Oslo Center for Biostatistics and Epidemiology, UiO, University of Oslo, Oslo, Norway.
Department of Community Medicine, UiT, The Arctic University of Norway, Tromsö, Norway.
BMC Bioinformatics. 2021 Aug 5;22(1):395. doi: 10.1186/s12859-021-04296-0.
Cancer genomic studies often include data collected from several omics platforms. Each omics data source contributes to the understanding of the underlying biological process via source specific ("individual") patterns of variability. At the same time, statistical associations and potential interactions among the different data sources can reveal signals from common biological processes that might not be identified by single source analyses. These common patterns of variability are referred to as "shared" or "joint". In this work, we show how the use of joint and individual components can lead to better predictive models, and to a deeper understanding of the biological process at hand. We identify joint and individual contributions of DNA methylation, miRNA and mRNA expression collected from blood samples in a lung cancer case-control study nested within the Norwegian Women and Cancer (NOWAC) cohort study, and we use such components to build prediction models for case-control and metastatic status. To assess the quality of predictions, we compare models based on simultaneous, integrative analysis of multi-source omics data to a standard non-integrative analysis of each single omics dataset, and to penalized regression models. Additionally, we apply the proposed approach to a breast cancer dataset from The Cancer Genome Atlas.
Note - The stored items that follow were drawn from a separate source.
PR #219, opened 2023-07-11
feat: add release yaml

L-Joli:
- add release workflow


.github/workflows/release.yml
```diff
@@ -0,0 +1,129 @@
...
+
+jobs:
+
+  checks:
+    runs-on: ubuntu-latest
+    outputs:
+      HAS_TAG: ${{ steps.check_tag.outputs.has_tag }}
+    steps:
+      - name: Check out code
+        uses: actions/checkout@v3
```
JamieSinn, line 16: You're using git describe tags - so you'll need to add checkout depth 0 to this.

.github/workflows/release.yml
```diff
@@ -0,0 +1,129 @@
...
+      
+      - name: Check if commit has a new tag
```
JamieSinn, line 18: You can change this to be a trigger on a tag. Instead of having it be a check against tags

.github/workflows/release.yml
```diff
@@ -0,0 +1,129 @@
...
+            echo "has_tag=false" >> $GITHUB_OUTPUT
+            echo false
+          fi
+
+  release:
+    runs-on: ubuntu-latest
+    needs: checks
+    outputs:
+      CLI_VERSION: ${{ steps.get_cli_version.outputs.CLI_VERSION }}
+    if: needs.checks.outputs.HAS_TAG == 'false'
```
JamieSinn, line 34: This can be a trigger condition instead. Check out the docs:
https://docs.github.com/en/actions/using-workflows/workflow-syntax-for-github-actions#onpushbranchestagsbranches-ignoretags-ignore

.github/workflows/release.yml
```diff
@@ -0,0 +1,129 @@
...
+    steps:      
+      - name: Check out code
+        uses: actions/checkout@v3
+
+      - name: Set Git author
+        run: |
+          git config user.name 'github-actions[bot]'
+          git config user.email 'github-actions[bot]@users.noreply.github.com'
```
JamieSinn, line 42: This isn't needed - it's auto configured

.github/workflows/release.yml
```diff
@@ -0,0 +1,129 @@
...
+      
+      - name: Get node version
+        id: get_node_version
+        run: |
+          echo "NVMRC=$(cat .nvmrc)" >> $GITHUB_OUTPUT
+
+      - name: Set up Node.js
+        uses: actions/setup-node@v3
+        with:
+          node-version: "${{ steps.get_node_version.outputs.NVMRC }}"
```
JamieSinn, line 52: This is an interesting way of doing it - but NVM is already installed by default: https://github.com/actions/runner-images/issues/4 and you can use it by default

.github/workflows/release.yml
```diff
@@ -0,0 +1,129 @@
...
+        
+      - name: Build
+        run: yarn build
+
+      - name: Bump CLI version
+        run: npm version patch --force
+
+      - name: Read version from package.json
+        id: get_cli_version
+        run: echo "CLI_VERSION=$(node -p "require('./package.json').version")" >> $GITHUB_OUTPUT
```
JamieSinn, line 65: It might be easier to use JQ here to pull the version from the JSON itself.

.github/workflows/release.yml
```diff
@@ -0,0 +1,129 @@
...
+
+      - name: Get latest tag
+        id: get_latest_tag
+        run: echo "LATEST_TAG=$(git describe --abbrev=0 --tags)" >> $GITHUB_OUTPUT
```
JamieSinn, line 69: Because you're using git describe - you'll need the checkout depth 0 in the checkout step to include tags.

JamieSinn: Alternatively - you can use a pre-made action for this

.github/workflows/release.yml
```diff
@@ -0,0 +1,129 @@
...
+          git tag -f ${{ steps.get_latest_tag.outputs.LATEST_TAG }}
+          git push origin main --follow-tags
+      
+      - name: Create GitHub Release
+        uses: ncipollo/release-action@v1
+        with:
+          name: "v${{ steps.get_cli_version.outputs.CLI_VERSION }}"
+          tag: "v${{ steps.get_cli_version.outputs.CLI_VERSION }}"
+          generateReleaseNotes: "true"
+          makeLatest: "true"
```
JamieSinn, line 84: This should be replaced with https://github.com/devcyclehq/release-action

.github/workflows/release.yml
```diff
@@ -0,0 +1,129 @@
...
+          
+      - name: Publish to NPM
+        run: npm publish --access public
```
JamieSinn, line 87: You'll need to use an NPM Auth token for this - as part of the environment with the step run.

.github/workflows/release.yml
```diff
@@ -0,0 +1,129 @@
...
+          
+      - name: Update CLI version in docs repo
+        run: |
+          ls -al
+          echo $BRANCH_NAME
+          git checkout -b "$BRANCH_NAME"
+          git branch
+          sed -i 's/const DVC_CLI_VERSION = .*/const DVC_CLI_VERSION = '\''v${{ needs.release.outputs.CLI_VERSION }}'\'' \/\/ auto updated by dvc cli release workflow/' docusaurus.config.js
+          git add docusaurus.config.js
+          git commit -m "Update CLI version to v${{ needs.release.outputs.CLI_VERSION }}"
```
JamieSinn, line 118: This should be a shell script that's parameterized to make it more manageable - and the outputs should be cleaned up to make sure that it's not messy in the output on GHA.

JamieSinn (changes requested):

.github/workflows/release.yml
L-Joli: ohh cool!

.github/workflows/release.yml
```diff
@@ -0,0 +1,22 @@
...
+  push:
+    tags:
+      - '*'
+
+jobs:
+  release:
+    runs-on: ubuntu-latest
+    steps:
+      - name: Create GitHub Release
+        uses: DevCycleHQ/release-action@main
```
JamieSinn, line 13: This needs to include the full path `gh-release`

.github/workflows/cli-release.yml
```diff
@@ -0,0 +1,83 @@
...
+        type: boolean
+        default: true
+      npm-version:
+        description: 'NPM version bump?'
+        required: false
+        type: choice
+        options: 
+          - major
+          - minor
+          - patch
```
rob-odwyer, line 23: This choice input is neat, I'm stealing this for the other release workflows 😄

.github/actions/release/action.yml
```diff
@@ -0,0 +1,47 @@
...
+runs:
+  using: 'composite'
+  steps:
+    # - name: Create GitHub Release
+    #   uses: DevCycleHQ/release-action/gh-release@main
+    #   with:
+    #     github-token: ${{ inputs.github-token }}
+    #     draft: ${{ inputs.draft }}
+    #     prerelease: ${{ inputs.prerelease }}
+    #     tag: # may need tag here
```
rob-odwyer, line 29: We're going to be making some breaking changes to DevCycleHQ/release-action pretty soon, so I'd say it's not worth keeping a commented version around.

.github/workflows/cli-release.yml
```diff
@@ -0,0 +1,83 @@
...
+  contents: write
+
+jobs:
+  cli-release:
+    runs-on: ubuntu-latest
+    steps:      
+      - name: Check out code
+        uses: actions/checkout@v3
+        with:
+          fetch-depth: 0
```
rob-odwyer, line 38: I think I needed to add this option alongside `fetch-depth` to have permission to push to the main branch from the action:
```
token: ${{ secrets.AUTOMATION_USER_TOKEN }}
```
That secret is defined on the DevCycleHQ organization, and seems to permission to bypass the branch protection rules.

.github/workflows/cli-release.yml
```diff
@@ -0,0 +1,83 @@
...
+        run: yarn build
+
+      - name: Bump CLI version
+        run: npm version ${{ inputs.npm-version }} --force
+
+      - name: Get latest tag
+        run: echo "LATEST_TAG=$(git describe --abbrev=0 --tags)" >> $GITHUB_ENV
+          
+      - name: Commit and push tag to main branch
+        run: |
```
rob-odwyer, line 63: I might be wrong here, but I think you do need the email and name configured in git as well to push git changes - like you did already on your test fork.
I did this, but the way you tested with is probably just fine too:
```
git config --global user.email "github-tracker-bot@taplytics.com"
git config --global user.name "DevCycle Automation"
```

.github/workflows/cli-release.yml
```diff
@@ -0,0 +1,83 @@
...
+        required: false
+        type: choice
+        options: 
+          - major
+          - minor
+          - patch
+        default: 'patch'
+
+  # schedule:
+  #   - cron: '0 12 * * 2'  # Runs every Tuesday at 12:00 PM (noon) ET
```
rob-odwyer, line 27: Is this schedule something we're planning on doing? Or just an example?

.github/workflows/cli-release.yml
```diff
@@ -0,0 +1,83 @@
...
+      - name: Bump CLI version
+        run: npm version ${{ inputs.npm-version }} --force
+
+      - name: Get latest tag
+        run: echo "LATEST_TAG=$(git describe --abbrev=0 --tags)" >> $GITHUB_ENV
+          
+      - name: Commit and push tag to main branch
+        run: |
+          git add .
+          git commit --amend -m "Release $LATEST_TAG"
```
rob-odwyer, line 65: Do we want to use `--amend` here? I haven't used it myself, but my understanding was it it would replace the latest commit instead of making a new one.

rob-odwyer (commented):
Couple of small suggestions that I think might be needed for it to run successfully, but overall looks good!

.github/workflows/cli-release.yml
L-Joli: 😂👍🏻

.github/actions/release/action.yml
L-Joli: ohhh, I see, thanks for the update!

.github/workflows/cli-release.yml
L-Joli: I'm not sure too, since @JamieSinn commented earlier said the github user is auto configured🤔. I can add this first as I recognize it's from taplytics?🤔

.github/workflows/cli-release.yml
L-Joli: yes, I think the team is planning to do the release on schedule, but don't have a decision yet. Putting a comment here to remind myself and the team to bring this up again after this script is merged.

.github/workflows/cli-release.yml
L-Joli: yes, as the last commit created by npm version is not needed. I'm trying to combine the commit "Release $LATEST_TAG" and the npm version one together here

.github/workflows/cli-release.yml
JamieSinn: It may be needed after all - since we're bypassing and pushing to main

.github/workflows/cli-release.yml
rob-odwyer: Yeah, you might need it for both. I think it's needed anywhere you're pushing commits to a repo that has branch protection turned on.

.github/workflows/cli-release.yml
L-Joli: ok, thanks both! I'll make an update

rob-odwyer (approved):

JamieSinn (approved):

Our results show how an integrative analysis that preserves both components of variation is more appropriate than standard multi-omics analyses that are not based on such a distinction. Both joint and individual components are shown to contribute to a better quality of model predictions, and facilitate the interpretation of the underlying biological processes in lung cancer development.
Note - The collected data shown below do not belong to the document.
PR #225, opened 2023-07-18
fix: DVC-8206 update JS SDK references to new SDK repo names

jonathannorris:


src/commands/generate/types.test.ts
```diff
@@ -63,11 +63,11 @@ export type DVCVariableTypes = {
     'json-var': DVCJSON
 }`
 
-const expectedReactTypesString = `import { DVCVariable, DVCVariableValue } from '@devcycle/devcycle-js-sdk'
+const expectedReactTypesString = `import { DVCVariable, DVCVariableValue } from '@devcycle/js-client-sdk'
```
jonathannorris, line 66: The one question I had is should I update this script to try and figure out somehow which version of the JS SDKs they are using? Or are we ok with this just working going forward?

jsalaber (approved):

In the presence of multiple omics data sources, we recommend the use of data integration techniques that preserve the joint and individual components across the omics sources. We show how the inclusion of such components increases the quality of model predictions of clinical outcomes.
癌症基因组研究通常包括从多个组学平台收集的数据。每个组学数据源通过特定于源的(“个体”)可变性模式为理解潜在的生物学过程做出贡献。同时,不同数据源之间的统计关联和潜在相互作用可以揭示可能无法通过单源分析识别的常见生物学过程的信号。这些共同的可变性模式被称为“共享”或“联合”。在这项工作中,我们展示了如何使用联合和个体成分来构建更好的预测模型,并深入了解手头的生物学过程。我们确定了在嵌套于挪威妇女与癌症(NOWAC)队列研究中的肺癌病例对照研究中从血液样本中收集的 DNA 甲基化、miRNA 和 mRNA 表达的联合和个体贡献,并使用这些成分构建病例对照和转移状态的预测模型。为了评估预测的质量,我们将基于多组学数据的同时、综合分析的模型与每个单组学数据集的非综合分析以及惩罚回归模型进行比较。此外,我们将提出的方法应用于来自癌症基因组图谱的乳腺癌数据集。
我们的结果表明,与不基于这种区别的标准多组学分析相比,保留变异的两个成分的综合分析更合适。联合和个体成分都被证明有助于提高模型预测的质量,并促进对肺癌发展中潜在生物学过程的解释。
在存在多个组学数据源的情况下,我们建议使用保留组学源之间联合和个体成分的数据集成技术。我们展示了包含这些成分如何提高临床结果模型预测的质量。